Extracted records
━━━━
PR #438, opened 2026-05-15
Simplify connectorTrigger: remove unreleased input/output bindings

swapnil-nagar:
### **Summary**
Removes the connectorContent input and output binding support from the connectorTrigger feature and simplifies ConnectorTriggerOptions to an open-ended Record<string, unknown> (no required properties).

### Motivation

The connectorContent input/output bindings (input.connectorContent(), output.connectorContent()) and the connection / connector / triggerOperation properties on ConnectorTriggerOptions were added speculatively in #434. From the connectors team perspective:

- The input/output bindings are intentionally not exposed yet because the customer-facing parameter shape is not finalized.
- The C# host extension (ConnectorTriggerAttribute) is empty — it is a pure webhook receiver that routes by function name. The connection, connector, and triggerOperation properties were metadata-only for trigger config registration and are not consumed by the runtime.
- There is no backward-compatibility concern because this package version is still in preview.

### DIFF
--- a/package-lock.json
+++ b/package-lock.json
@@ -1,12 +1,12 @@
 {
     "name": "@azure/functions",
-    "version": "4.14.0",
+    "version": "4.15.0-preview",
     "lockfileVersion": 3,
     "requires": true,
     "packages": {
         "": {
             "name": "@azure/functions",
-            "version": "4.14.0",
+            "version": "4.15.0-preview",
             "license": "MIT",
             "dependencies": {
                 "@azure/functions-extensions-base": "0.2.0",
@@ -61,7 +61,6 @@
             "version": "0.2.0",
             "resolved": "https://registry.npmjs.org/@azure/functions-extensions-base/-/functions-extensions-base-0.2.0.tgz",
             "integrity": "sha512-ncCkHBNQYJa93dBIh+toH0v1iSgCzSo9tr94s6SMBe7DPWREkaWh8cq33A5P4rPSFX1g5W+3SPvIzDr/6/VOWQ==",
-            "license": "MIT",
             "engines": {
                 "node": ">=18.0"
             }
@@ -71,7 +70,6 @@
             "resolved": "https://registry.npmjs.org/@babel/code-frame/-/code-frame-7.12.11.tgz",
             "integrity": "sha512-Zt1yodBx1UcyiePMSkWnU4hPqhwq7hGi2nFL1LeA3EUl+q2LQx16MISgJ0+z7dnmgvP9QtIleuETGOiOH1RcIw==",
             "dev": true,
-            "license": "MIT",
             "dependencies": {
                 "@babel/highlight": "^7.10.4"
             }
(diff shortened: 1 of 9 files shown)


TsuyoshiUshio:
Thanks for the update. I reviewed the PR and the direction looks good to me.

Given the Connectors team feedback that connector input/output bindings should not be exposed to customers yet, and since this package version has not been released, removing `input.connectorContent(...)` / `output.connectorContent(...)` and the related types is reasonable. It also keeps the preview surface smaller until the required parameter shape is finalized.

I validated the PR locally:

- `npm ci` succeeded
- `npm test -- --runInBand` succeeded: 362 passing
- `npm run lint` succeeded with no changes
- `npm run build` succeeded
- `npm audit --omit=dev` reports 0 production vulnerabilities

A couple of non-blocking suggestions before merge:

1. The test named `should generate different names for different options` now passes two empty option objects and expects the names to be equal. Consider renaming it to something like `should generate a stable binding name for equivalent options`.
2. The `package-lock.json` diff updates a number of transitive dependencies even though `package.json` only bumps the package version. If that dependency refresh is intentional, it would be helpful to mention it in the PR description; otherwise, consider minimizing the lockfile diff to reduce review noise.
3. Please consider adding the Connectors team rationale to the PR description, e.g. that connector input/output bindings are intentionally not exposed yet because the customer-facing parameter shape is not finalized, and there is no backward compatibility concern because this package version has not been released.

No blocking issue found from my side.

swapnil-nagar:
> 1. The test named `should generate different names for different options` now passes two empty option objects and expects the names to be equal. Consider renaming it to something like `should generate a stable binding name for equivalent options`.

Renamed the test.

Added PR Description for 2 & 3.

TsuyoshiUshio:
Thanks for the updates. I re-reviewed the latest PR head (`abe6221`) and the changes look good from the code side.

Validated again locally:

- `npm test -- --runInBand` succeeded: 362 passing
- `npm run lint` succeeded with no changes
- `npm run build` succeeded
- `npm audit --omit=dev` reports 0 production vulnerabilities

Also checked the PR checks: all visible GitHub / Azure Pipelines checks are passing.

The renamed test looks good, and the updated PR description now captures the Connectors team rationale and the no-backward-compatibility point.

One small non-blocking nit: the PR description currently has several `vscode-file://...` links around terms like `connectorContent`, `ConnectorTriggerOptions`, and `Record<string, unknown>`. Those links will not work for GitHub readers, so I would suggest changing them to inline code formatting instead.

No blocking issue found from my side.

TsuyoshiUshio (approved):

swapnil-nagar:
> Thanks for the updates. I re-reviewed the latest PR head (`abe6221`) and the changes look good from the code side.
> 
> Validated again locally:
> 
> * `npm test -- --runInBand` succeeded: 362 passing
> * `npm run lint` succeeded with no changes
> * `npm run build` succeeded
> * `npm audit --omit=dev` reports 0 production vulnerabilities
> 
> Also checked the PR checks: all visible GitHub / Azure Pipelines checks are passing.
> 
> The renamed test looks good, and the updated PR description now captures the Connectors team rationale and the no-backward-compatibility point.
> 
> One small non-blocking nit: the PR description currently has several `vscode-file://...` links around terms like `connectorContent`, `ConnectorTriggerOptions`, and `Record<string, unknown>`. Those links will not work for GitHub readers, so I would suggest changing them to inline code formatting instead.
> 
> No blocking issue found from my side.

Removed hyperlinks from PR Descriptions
━━━━
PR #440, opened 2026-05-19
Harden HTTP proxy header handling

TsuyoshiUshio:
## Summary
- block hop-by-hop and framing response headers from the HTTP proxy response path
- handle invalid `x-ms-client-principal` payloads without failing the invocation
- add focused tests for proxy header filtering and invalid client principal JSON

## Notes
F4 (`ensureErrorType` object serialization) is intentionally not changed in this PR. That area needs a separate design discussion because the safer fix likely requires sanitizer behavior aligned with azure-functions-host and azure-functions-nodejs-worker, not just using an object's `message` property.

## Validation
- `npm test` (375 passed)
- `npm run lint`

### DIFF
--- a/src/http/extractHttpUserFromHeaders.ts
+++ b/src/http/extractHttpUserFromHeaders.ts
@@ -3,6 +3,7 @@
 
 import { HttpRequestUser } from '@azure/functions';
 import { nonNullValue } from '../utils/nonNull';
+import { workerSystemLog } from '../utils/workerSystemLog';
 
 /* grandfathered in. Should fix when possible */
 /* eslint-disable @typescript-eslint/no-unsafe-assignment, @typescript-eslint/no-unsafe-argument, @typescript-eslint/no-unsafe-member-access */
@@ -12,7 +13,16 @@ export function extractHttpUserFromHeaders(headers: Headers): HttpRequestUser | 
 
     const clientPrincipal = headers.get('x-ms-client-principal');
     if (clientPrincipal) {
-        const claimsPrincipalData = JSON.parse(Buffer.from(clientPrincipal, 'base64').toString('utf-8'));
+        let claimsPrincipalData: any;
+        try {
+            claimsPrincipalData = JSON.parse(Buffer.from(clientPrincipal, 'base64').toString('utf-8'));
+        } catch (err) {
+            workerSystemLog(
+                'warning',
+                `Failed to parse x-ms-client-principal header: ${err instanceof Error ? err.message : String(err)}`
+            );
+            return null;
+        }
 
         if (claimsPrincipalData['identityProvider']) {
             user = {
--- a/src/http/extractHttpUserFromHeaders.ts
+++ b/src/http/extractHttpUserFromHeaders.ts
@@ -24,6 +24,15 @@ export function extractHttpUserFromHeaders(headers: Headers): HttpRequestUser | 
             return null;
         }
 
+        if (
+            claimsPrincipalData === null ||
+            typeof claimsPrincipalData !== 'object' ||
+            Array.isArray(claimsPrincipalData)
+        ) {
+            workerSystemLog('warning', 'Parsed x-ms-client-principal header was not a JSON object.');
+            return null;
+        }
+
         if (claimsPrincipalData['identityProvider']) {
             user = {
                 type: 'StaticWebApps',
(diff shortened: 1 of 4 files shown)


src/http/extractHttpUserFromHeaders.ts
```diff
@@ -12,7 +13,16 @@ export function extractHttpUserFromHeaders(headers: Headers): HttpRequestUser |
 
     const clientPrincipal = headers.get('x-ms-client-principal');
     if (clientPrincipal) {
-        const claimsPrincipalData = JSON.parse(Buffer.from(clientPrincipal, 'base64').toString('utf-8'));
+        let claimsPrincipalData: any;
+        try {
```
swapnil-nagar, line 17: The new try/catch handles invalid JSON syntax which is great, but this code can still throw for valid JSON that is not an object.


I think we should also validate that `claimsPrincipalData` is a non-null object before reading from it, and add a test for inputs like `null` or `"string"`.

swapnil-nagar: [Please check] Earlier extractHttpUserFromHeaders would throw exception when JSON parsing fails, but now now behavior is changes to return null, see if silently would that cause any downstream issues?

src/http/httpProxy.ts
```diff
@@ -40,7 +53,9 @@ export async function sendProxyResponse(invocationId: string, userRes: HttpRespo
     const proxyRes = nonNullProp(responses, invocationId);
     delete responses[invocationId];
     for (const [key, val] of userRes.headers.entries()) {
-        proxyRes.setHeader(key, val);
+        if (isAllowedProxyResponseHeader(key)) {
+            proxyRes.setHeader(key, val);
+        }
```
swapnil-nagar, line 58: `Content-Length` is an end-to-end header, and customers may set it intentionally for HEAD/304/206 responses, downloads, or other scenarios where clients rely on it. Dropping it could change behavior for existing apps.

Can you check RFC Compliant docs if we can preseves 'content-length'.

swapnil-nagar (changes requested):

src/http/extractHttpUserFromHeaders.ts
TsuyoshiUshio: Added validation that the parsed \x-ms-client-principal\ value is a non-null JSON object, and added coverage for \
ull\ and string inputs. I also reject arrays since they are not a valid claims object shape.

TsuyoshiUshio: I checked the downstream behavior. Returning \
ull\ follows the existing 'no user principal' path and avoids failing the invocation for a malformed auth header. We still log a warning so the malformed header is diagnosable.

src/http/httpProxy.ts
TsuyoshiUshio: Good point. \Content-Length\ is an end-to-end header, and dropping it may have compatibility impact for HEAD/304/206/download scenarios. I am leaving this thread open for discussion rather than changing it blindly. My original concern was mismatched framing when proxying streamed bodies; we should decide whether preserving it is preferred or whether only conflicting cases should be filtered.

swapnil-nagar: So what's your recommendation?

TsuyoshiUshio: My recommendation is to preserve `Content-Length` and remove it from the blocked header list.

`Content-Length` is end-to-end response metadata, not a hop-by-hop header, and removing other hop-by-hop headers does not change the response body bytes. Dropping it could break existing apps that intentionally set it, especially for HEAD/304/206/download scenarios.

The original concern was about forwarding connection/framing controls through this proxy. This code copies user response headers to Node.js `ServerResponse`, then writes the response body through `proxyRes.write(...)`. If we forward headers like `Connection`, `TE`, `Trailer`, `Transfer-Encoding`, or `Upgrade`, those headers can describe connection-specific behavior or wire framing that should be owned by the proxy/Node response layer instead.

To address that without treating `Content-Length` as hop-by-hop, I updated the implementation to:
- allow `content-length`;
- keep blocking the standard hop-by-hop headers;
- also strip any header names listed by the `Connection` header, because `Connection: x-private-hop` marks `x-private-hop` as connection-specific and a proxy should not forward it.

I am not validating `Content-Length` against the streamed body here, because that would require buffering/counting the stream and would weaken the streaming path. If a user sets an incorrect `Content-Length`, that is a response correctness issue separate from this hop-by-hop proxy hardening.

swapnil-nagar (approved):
━━━━
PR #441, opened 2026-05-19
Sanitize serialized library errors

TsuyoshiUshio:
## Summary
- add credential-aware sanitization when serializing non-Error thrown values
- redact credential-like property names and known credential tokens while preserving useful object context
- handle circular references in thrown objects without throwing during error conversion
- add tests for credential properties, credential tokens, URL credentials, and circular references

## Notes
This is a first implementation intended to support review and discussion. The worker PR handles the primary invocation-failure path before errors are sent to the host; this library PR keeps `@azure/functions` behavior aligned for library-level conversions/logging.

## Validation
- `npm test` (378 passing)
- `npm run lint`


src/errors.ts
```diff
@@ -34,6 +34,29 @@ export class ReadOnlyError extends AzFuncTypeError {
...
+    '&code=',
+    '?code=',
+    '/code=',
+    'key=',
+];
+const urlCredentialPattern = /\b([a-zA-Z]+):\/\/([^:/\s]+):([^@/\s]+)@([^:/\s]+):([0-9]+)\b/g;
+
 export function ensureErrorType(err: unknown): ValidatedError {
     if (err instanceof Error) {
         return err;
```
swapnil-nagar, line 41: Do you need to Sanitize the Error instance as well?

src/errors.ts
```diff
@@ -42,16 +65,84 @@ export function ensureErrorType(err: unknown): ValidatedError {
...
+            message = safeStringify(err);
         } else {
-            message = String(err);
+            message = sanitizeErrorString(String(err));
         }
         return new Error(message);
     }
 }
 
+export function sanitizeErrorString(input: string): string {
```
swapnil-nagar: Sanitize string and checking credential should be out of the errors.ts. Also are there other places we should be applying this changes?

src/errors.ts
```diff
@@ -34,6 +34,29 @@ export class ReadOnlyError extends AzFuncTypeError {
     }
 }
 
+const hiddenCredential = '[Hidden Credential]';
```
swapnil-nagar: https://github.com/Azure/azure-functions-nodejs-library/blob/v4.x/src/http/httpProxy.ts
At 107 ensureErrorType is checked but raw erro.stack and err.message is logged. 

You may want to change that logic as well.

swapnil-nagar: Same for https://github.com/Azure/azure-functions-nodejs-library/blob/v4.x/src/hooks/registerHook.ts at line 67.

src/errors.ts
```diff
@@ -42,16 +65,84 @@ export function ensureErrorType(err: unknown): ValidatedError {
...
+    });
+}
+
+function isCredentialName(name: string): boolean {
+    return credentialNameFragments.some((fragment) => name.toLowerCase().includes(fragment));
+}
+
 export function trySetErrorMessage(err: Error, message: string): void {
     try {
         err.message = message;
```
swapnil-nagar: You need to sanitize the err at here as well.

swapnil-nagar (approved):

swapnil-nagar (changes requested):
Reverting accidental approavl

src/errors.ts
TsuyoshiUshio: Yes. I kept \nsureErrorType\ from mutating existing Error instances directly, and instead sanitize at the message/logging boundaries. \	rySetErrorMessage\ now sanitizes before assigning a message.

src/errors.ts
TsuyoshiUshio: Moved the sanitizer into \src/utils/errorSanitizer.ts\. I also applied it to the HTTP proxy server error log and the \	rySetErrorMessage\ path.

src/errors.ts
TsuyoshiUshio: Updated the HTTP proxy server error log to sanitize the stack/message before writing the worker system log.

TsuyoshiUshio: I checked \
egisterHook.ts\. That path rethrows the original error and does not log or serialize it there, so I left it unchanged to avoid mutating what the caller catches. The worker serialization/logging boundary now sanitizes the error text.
━━━━
**Description of the task:** Within the lines above, find those holding the word "removing" and copy them.

**Written response:**
Given the Connectors team feedback that connector input/output bindings should not be exposed to customers yet, and since this package version has not been released, removing `input.connectorContent(...)` / `output.connectorContent(...)` and the related types is reasonable. It also keeps the preview surface smaller until the required parameter shape is finalized.
`Content-Length` is end-to-end response metadata, not a hop-by-hop header, and removing other hop-by-hop headers does not change the response body bytes. Dropping it could break existing apps that intentionally set it, especially for HEAD/304/206/download scenarios.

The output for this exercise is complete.